Natasha King | Plötzliches Verhängnis
Von der Geschichte ist mir zwei Tage später schon gar nicht mehr so viel in Erinnerung geblieben. Es geht um eine Art KI, die in einen menschlichen Körper gelangt ist und in einer postapokalyptischen Welt von jemandem gejagt wird. Wobei hier die Frage ist, wer hier wen jagt.

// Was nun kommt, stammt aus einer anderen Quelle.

PR #16171, opened 2023-10-13
Add an experimental "scratchpad pane", for testing

zadjii-msft:

Builds upon #16170. This PR simply adds a singly type of non-terminal pane - a "scratchpad pane". This is literally just a single text box, in a pane. It's on the `{ "command": "experimental.openScratchpad" }` action. 

See: #997

I also put it behind velocity so it won't even go into preview while this bakes. 

This is really just here to demonstrate that this works, and is viable. The next PR is much more interesting. 

## Validation Steps Performed
Screenshot below. 

## other PRs
* #16170
* #16171 <-- you are here 
* #16172


zadjii-msft:
image

(lost track of time at EoD Friday, shoulda posted that earlier)

src/cascadia/TerminalApp/ScratchpadContent.cpp
```diff
@@ -0,0 +1,53 @@
...
+using namespace winrt::Windows::UI::Xaml;
+using namespace winrt::Microsoft::Terminal::Settings::Model;
+
+namespace winrt::TerminalApp::implementation
+{
+    ScratchpadContent::ScratchpadContent()
+    {
+        _root = winrt::Windows::UI::Xaml::Controls::Grid{};
+        _root.VerticalAlignment(VerticalAlignment::Stretch);
+        _root.HorizontalAlignment(HorizontalAlignment::Stretch);
```
carlos-zamora, line 19: Docs say that the default is "Stretch", so we shouldn't need these.

src/cascadia/TerminalApp/AppActionHandlers.cpp
```diff
@@ -1419,6 +1420,25 @@ namespace winrt::TerminalApp::implementation
...
+                                             const ActionEventArgs& args)
+    {
+        if (Feature_ScratchpadPane::IsEnabled())
+        {
+            auto scratchPane{ winrt::make_self<ScratchpadContent>() };
+
+            // This is maybe a little wacky - add our key event handler to the pane
+            // we made. So that we can get actions for keys that the content didn't
+            // handle.
+            scratchPane->GetRoot().KeyDown({ this, &TerminalPage::_KeyDownHandler });
```
carlos-zamora, line 1434: I've got a few questions about actions:
- Is the order of handling "Default TextBox key bindings" --> "Terminal key bindings"?
- (building off of the above) What happens if the user presses ctrl+shift+c and that's set as "copy" in the settings?
- Can the user open the command palette and run a command from there? What do we do for some that make sense like "copy", "paste", "setFontSize", "searchWeb", "
- I'm assuming all the pane actions work? (zoom, close, etc...)
- [Feature Request] hook up "exportBuffer" to this so that it saves the contents to a file?

I'm having a hard time understanding where the line is between "full blown text editor" and "text box in a pane", so I'm ok with you rejecting some of the ideas above. That said, I think a few of them (namely copy, paste, and font size [maybe searchWeb, but that one I care less about tbh]) are important.

src/cascadia/TerminalApp/AppActionHandlers.cpp
```diff
@@ -1419,6 +1420,25 @@ namespace winrt::TerminalApp::implementation
...
+
+            auto resultPane = std::make_shared<Pane>(*scratchPane);
```
carlos-zamora, line 1436:
```suggestion
            const auto resultPane = std::make_shared<Pane>(*scratchPane);
```

carlos-zamora (changes requested):
Looking for resolution on actions discussion

src/cascadia/TerminalApp/AppActionHandlers.cpp
zadjii-msft: \<dustin voice>we should have some sort of notion of what actions work where - like, searchWeb right now requires an actual TermControl to be the focused thing. ClosePane only really needs a Pane. A concept of what actions work on what layers, etc, etc.\</dustin>

Pretty sure we've all discussed that to death. We've all accepted it's a good idea, but not something to block this over. Incremental progress baby.

carlos-zamora (dismissed):

src/cascadia/TerminalSettingsModel/Resources/en-US/Resources.resw
```diff
@@ -1,17 +1,17 @@
 <?xml version="1.0" encoding="utf-8"?>
 <root>
-  <!-- 
-    Microsoft ResX Schema 
-    
+  <!--
+    Microsoft ResX Schema
+
```
lhecker, line 5: Broken .resw. Otherwise LGTM.

DHowett: fix the resw

DHowett (changes requested):

DHowett:
> "can ScratchpadPane be left out of the idl?"

DHowett (approved):

carlos-zamora (approved):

Hat einen netten, wenn auch vorhersehbaren Twist am Ende.
Mahmud El Sayed | Erinnerungen an verlorene Erinnerungen
Hier bekommen wir es mit einer Alien-Invasion der etwas anderen Art zu tun, die nur den Rahmen für eine Geschichte bildet, in der es um den Wert von Erinnerungen geht. Ist ganz nett erzählt, plätschert aber auch etwas vor sich hin.
Z. K. Abraham | Ihr Körper, das Schiff
Sprachlich schön geschriebene Geschichte über eine Ingenieurin an Bord des Generationsraumschiffs ihres Volkes, das kurz vor der Ankunft auf dem Zielplaneten steht. Was ihr aufgrund ihrer eher ungesunden Beziehung zum Schiff gar nicht passt. Einfache Prämisse, durch die Ausarbeitung des Settings und der Kultur aber interessant.
Michael Teasdale | Frank Peterson kommt nach Hause
Sehr kurze, prägnant geschriebene und clever konstruierte Story darüber, was passieren kann, wenn unser Bewusstsein in der Cloud gespeichert und nach unserer Ermordung in einen neuen Körper transferiert werden kann. Bin mir nicht ganz sicher, was ich von dem bösen Twist in der Geschichte halten soll. Vielleicht ein zu plakativer Einsatz eines Themas, das mehr Raum benötigt.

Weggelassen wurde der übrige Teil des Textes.